The Conrector had long before sunset given the village post three groschens of post-money, and commissioned--for he had a whole cabinet of ducats in his pocket, which all day he was surveying in the dark with his hand--three thalers' worth of Pontac from the town. "I must have a Cantata merry-making," said he; "if it be my last day, let it be my gayest too!" I could wish he had given a larger order; but he kept the bit of moderation between his teeth at all times; even in a threatened sham-death-night, and in the midst of jubilee. The question is, whether he would not have restricted himself to a single bottle, if he had not wished to treat his mother and the Fräulein. Had he lived in the tenth century, when the Day of Judgment was thought to be at hand, or in other centuries, when new Noah's Deluges were expected, and when, accordingly, like sailors in a shipwreck, people boused up all,--he would not have spent one kreuzer more on that account. His joy was, that with his legacy he could now satisfy his head-creditor Steinberger, and leave the world an honest man. Just people, who make much of money, pay their debts the most punctually.
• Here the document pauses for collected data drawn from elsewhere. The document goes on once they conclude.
PR #219, opened 2021-11-24
Implement WP cron filters

WPprodigy:
Refreshed work that continues w/ what started in #178. Thanks immensely to @ethitter & @joshbetz for the prior art on this.

## Description

This implements the filters that were added in WP 5.1 that allow us to intercept every core cron event scheduling operation. As a result, we no longer have to rely on one massive `cron` option that contains everything (race-conditions begone!). So the first section of filters you see here allow us to properly use the custom events storage directly when WP cron-related functions are called.

The second section of filters are re-implementations of existing logic, just in case a plugin for example is reading from the `cron` option, and maybe even deleting/adding events directly. So for full BC we still support doing that.

## Notable changes

(Some of this will be more visible in the other PRs)

1. Clean interaction layer for events. `Event::get()`, `$event->complete()`, etc. The logic is enclosed in that object.
2. One other deviation from the prior `#178` PR is that caching for events is handled individually rather than sharing the same `cron_control_jobs` cache key. This will help prevent race conditions.
3. Returns WP_Error's on failure. Core will automatically translate this to `false` pending on if the requester asked for a WP_Error or not.
4. In `pre_schedule_event`, I deviated from core slightly. It will reject scheduling a duplicate recurring event (one already exists that is active and has the same schedule), as this has caused many problems in the past. Interestingly, [core docblocks](https://developer.wordpress.org/reference/functions/wp_schedule_event/) say that there is some duplication prevention for recurring events, but there is in fact none.
5. The `pre_get_cron_option` avoids the cache bucketing issues we previously had, as it uses the new query layer that automatically caches things based on SQL args. W/o going into too much details on that (will cover in a separate PR), suffice to note that this will help immensely if anybody is still out there asking for the full cron array.
6. I leaned into the "complete" status, and opted for using it rather than directly deleting. Reasoning here is that I'd like to do more w/ statuses in the future and follow a path similar to Action Scheduler. Where we cleanup (truly delete) events that are older than X days, but leave them at say a completed/cancelled/failed status for a few days along with potentially have plugin-level logging with the events so failures can be better seen.

## Testing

The purple Pontac arrived at a time when Fixlein could compare the red-chalk-drawings and red-letter-titles of joy, which it would bring out on the cheeks of its drinker and drinkeresses,--with the Evening-carnation of the last clouds about the Sun....
I declare, among all the spectators of this History, no one can be thinking more about poor Thiennette than I; nevertheless, it is not permitted me to bring her out from her tiring-room to my historical scene before the time. Poor girl! The Conrector cannot wish more warmly than his Biographer, that, in the Temple of Nature as in that of Jerusalem, there were a special door--besides that of Death--standing open, through which only the afflicted entered, that a Priest might give them solace. But Thiennette's heart-sickness over all her vanished prospects, over her entombed benefactress, over a whole life enwrapped in the pall, had hitherto, in a grief which the stony Rittmeister rather made to bleed than alleviated, swept all away from her, occupations excepted; had fettered all her steps which led not to some task, and granted to her eyes nothing to dry them or gladden them, save down-falling eyelids full of dreams and sleep.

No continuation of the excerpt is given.